■ EXERCISE AIM: Pick the lines holding the string "operators" out of the records and copy them.

■ INPUT DATA:

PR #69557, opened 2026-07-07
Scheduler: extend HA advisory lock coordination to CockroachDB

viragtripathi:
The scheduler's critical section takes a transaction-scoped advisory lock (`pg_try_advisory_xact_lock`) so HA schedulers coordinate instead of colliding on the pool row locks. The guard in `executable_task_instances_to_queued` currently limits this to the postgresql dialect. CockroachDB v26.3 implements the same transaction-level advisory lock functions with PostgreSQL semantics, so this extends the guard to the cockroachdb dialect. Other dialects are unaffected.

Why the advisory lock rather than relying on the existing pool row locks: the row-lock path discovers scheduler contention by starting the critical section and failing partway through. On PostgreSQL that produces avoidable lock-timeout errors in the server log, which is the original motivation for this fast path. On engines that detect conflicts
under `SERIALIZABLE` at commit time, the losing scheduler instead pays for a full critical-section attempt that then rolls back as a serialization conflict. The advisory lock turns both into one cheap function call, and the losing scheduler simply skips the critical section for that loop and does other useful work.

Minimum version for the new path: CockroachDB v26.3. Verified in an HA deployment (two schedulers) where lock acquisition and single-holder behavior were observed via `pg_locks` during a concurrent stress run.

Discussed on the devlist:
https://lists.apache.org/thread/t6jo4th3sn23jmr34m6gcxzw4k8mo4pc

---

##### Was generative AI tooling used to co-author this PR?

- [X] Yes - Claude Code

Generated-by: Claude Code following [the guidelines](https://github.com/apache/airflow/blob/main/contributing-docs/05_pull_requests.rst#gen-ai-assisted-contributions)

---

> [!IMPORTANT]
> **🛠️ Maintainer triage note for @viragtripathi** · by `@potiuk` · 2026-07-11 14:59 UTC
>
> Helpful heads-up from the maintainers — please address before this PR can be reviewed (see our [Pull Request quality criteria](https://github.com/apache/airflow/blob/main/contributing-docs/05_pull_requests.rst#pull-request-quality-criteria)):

* * *

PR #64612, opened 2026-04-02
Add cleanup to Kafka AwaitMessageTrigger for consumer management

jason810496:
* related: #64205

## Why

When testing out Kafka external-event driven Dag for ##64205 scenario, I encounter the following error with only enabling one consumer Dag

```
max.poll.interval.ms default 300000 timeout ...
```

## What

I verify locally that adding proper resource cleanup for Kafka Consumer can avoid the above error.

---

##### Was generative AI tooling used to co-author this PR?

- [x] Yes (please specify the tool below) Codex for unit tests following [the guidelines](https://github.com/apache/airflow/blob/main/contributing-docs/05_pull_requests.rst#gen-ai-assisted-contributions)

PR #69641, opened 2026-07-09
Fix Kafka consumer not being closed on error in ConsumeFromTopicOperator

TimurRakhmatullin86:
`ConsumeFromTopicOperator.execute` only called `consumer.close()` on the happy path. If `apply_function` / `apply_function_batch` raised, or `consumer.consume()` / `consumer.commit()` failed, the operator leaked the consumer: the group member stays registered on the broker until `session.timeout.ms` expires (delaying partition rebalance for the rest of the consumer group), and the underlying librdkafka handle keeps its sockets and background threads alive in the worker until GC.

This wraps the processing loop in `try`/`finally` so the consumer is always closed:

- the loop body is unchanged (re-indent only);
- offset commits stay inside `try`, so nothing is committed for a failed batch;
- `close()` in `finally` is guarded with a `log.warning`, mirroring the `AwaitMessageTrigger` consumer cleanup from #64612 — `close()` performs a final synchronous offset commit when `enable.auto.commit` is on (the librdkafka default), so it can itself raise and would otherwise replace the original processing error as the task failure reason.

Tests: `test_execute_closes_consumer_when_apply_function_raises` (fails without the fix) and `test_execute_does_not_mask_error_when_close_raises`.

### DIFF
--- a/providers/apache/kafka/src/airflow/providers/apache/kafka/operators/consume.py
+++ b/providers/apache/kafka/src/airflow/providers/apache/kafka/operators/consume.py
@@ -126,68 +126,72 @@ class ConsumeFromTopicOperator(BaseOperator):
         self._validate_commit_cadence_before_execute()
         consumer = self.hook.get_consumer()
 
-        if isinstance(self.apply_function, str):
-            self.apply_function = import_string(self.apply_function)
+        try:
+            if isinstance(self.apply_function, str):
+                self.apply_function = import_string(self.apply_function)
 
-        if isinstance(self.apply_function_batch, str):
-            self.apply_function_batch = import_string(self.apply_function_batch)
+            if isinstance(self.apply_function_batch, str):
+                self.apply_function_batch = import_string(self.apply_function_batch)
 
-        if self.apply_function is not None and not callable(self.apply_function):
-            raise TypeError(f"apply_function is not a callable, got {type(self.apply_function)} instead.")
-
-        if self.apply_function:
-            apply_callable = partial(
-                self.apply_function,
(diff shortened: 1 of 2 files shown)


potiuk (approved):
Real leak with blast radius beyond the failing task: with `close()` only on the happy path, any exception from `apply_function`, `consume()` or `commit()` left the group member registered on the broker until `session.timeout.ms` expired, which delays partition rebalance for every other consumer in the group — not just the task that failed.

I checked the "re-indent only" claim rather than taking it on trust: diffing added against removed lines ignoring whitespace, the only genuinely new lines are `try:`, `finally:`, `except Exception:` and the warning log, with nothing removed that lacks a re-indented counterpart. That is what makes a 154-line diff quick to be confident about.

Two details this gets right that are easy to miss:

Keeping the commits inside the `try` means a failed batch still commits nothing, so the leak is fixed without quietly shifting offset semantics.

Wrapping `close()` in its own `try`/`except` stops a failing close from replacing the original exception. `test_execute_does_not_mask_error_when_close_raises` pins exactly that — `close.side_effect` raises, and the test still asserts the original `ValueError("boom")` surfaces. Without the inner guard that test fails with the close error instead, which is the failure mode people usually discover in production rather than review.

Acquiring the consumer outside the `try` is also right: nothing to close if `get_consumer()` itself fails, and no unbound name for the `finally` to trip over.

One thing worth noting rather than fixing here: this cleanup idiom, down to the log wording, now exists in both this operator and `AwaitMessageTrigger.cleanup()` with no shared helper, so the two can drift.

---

■ ANSWER TO THE PROBLEM:
--- a/providers/apache/kafka/src/airflow/providers/apache/kafka/operators/consume.py
+++ b/providers/apache/kafka/src/airflow/providers/apache/kafka/operators/consume.py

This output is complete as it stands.